PR #4896, opened 2021-04-18
Support parsing volume numbers as chapters for volume-only titles

tombriden:
For cases where manga is a volume, the previous behaviour would result
in the "volume" tag and number being removed and all files end up as
"chapter -1".

This change adds an additional check for the single occurrence of
numbers before removing the unwanted tags, so files named, eg
`attackontitan_vol1.cbz` or epubs with metadata `Attack on Titan
Vol 1`  can still have the "chapter" number parsed for sorting
in the library, while continuing to support cases where the single
number match would happen after the volume tags are removed

### DIFF
--- a/app/src/main/java/eu/kanade/tachiyomi/util/chapter/ChapterRecognition.kt
+++ b/app/src/main/java/eu/kanade/tachiyomi/util/chapter/ChapterRecognition.kt
@@ -54,6 +54,19 @@ object ChapterRecognition {
             it.forEach { occurrence -> name = name.replace(occurrence.value, occurrence.value.trim()) }
         }
 
+        // Start by checking for one number occurrence before any name manipulation
+        // to support volume-only files
+        val occurrences: MutableList<MatchResult> = arrayListOf()
+        occurrence.findAll(name).let {
+            it.forEach { occurrence -> occurrences.add(occurrence) }
+        }
+
+        if (occurrences.size == 1) {
+            if (updateChapter(occurrences[0], chapter)) {
+                return
+            }
+        }
+
         // Remove unwanted tags.
         unwanted.findAll(name).let {
             it.forEach { occurrence -> name = name.replace(occurrence.value, "") }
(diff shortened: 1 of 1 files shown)


arkon:
What's the benefit of having the volume number as the "chapter" number? I can see people potentially being confused when trackers aren't updated correctly, for example.

tombriden:
> What's the benefit of having the volume number as the "chapter" number? I can see people potentially being confused when trackers aren't updated correctly, for example.

I use tachiyomi for local manga from places like humblebundle that tend to distribute as volumes. They also have no consistency in image resolutions for the available formats so I end up with a mixture of cbz and epub for the same manga. Source sorting doesn't work as cbz uses filename and epub uses metadata and the chapter number is always -1 so when reading, the next volume often isn't right. This way allows the volumes to be sortable even though its not technically the chapter number. 
I hadn't considered the tracker side of things though so can see that being a problem. I was going for minimum change but guess I should look into parsing the volume separately and displaying/sorting one or the other or both depending on what's available?

arkon:
> guess I should look into parsing the volume separately and displaying/sorting one or the other or both depending on what's available?

That'd make sense, although I'm not quite sure how feasible it is without any model changes (which is problematic for extensions and whatever vague level of backwards compatibility we strive to achieve with older versions).

paulo27ms:
> What's the benefit of having the volume number as the "chapter" number? I can see people potentially being confused when trackers aren't updated correctly, for example.

Trackers already won't update properly anyway and Tachiyomi doesn't overwrite tracking chapter data if the chapter read is smaller so it's unlikely this would be confusing at all and probably would go unnoticed entirely (because people will have to update the chapter count manually and the chapter number will be a lot higher than the volume count).

tombriden:
> > What's the benefit of having the volume number as the "chapter" number? I can see people potentially being confused when trackers aren't updated correctly, for example.
> 
> Trackers already won't update properly anyway and Tachiyomi doesn't overwrite tracking chapter data if the chapter read is smaller so it's unlikely this would be confusing at all and probably would go unnoticed entirely (because people will have to update the chapter count manually and the chapter number will be a lot higher than the volume count).

I also noticed some of my volumes metadata don't even contain the word "volume" (eg `Attack on Titan 27`) so were being parsed as chapters already, which results in the same problem if tracking is enabled

arkon:
Closing this since it doesn't seem like it'd be very reliable. Feel free to open another PR (@ anyone reading this) if you figure out a way to do so, but also with some unit tests.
++++++++
◆ **Work task**
Without leaving anything out, transcribe the records above exactly.

◆ **Written reply**
PR #4896, opened 2021-04-18
Support parsing volume numbers as chapters for volume-only titles

tombriden:
For cases where manga is a volume, the previous behaviour would result
in the "volume" tag and number being removed and all files end up as
"chapter -1".

This change adds an additional check for the single occurrence of
numbers before removing the unwanted tags, so files named, eg
`attackontitan_vol1.cbz` or epubs with metadata `Attack on Titan
Vol 1`  can still have the "chapter" number parsed for sorting
in the library, while continuing to support cases where the single
number match would happen after the volume tags are removed

### DIFF
--- a/app/src/main/java/eu/kanade/tachiyomi/util/chapter/ChapterRecognition.kt
+++ b/app/src/main/java/eu/kanade/tachiyomi/util/chapter/ChapterRecognition.kt
@@ -54,6 +54,19 @@ object ChapterRecognition {
             it.forEach { occurrence -> name = name.replace(occurrence.value, occurrence.value.trim()) }
         }
 
+        // Start by checking for one number occurrence before any name manipulation
+        // to support volume-only files
+        val occurrences: MutableList<MatchResult> = arrayListOf()
+        occurrence.findAll(name).let {
+            it.forEach { occurrence -> occurrences.add(occurrence) }
+        }
+
+        if (occurrences.size == 1) {
+            if (updateChapter(occurrences[0], chapter)) {
+                return
+            }
+        }
+
         // Remove unwanted tags.
         unwanted.findAll(name).let {
             it.forEach { occurrence -> name = name.replace(occurrence.value, "") }
(diff shortened: 1 of 1 files shown)


arkon:
What's the benefit of having the volume number as the "chapter" number? I can see people potentially being confused when trackers aren't updated correctly, for example.

tombriden:
> What's the benefit of having the volume number as the "chapter" number? I can see people potentially being confused when trackers aren't updated correctly, for example.

I use tachiyomi for local manga from places like humblebundle that tend to distribute as volumes. They also have no consistency in image resolutions for the available formats so I end up with a mixture of cbz and epub for the same manga. Source sorting doesn't work as cbz uses filename and epub uses metadata and the chapter number is always -1 so when reading, the next volume often isn't right. This way allows the volumes to be sortable even though its not technically the chapter number. 
I hadn't considered the tracker side of things though so can see that being a problem. I was going for minimum change but guess I should look into parsing the volume separately and displaying/sorting one or the other or both depending on what's available?

arkon:
> guess I should look into parsing the volume separately and displaying/sorting one or the other or both depending on what's available?

That'd make sense, although I'm not quite sure how feasible it is without any model changes (which is problematic for extensions and whatever vague level of backwards compatibility we strive to achieve with older versions).

paulo27ms:
> What's the benefit of having the volume number as the "chapter" number? I can see people potentially being confused when trackers aren't updated correctly, for example.

Trackers already won't update properly anyway and Tachiyomi doesn't overwrite tracking chapter data if the chapter read is smaller so it's unlikely this would be confusing at all and probably would go unnoticed entirely (because people will have to update the chapter count manually and the chapter number will be a lot higher than the volume count).

tombriden:
> > What's the benefit of having the volume number as the "chapter" number? I can see people potentially being confused when trackers aren't updated correctly, for example.
> 
> Trackers already won't update properly anyway and Tachiyomi doesn't overwrite tracking chapter data if the chapter read is smaller so it's unlikely this would be confusing at all and probably would go unnoticed entirely (because people will have to update the chapter count manually and the chapter number will be a lot higher than the volume count).

I also noticed some of my volumes metadata don't even contain the word "volume" (eg `Attack on Titan 27`) so were being parsed as chapters already, which results in the same problem if tracking is enabled

arkon:
Closing this since it doesn't seem like it'd be very reliable. Feel free to open another PR (@ anyone reading this) if you figure out a way to do so, but also with some unit tests.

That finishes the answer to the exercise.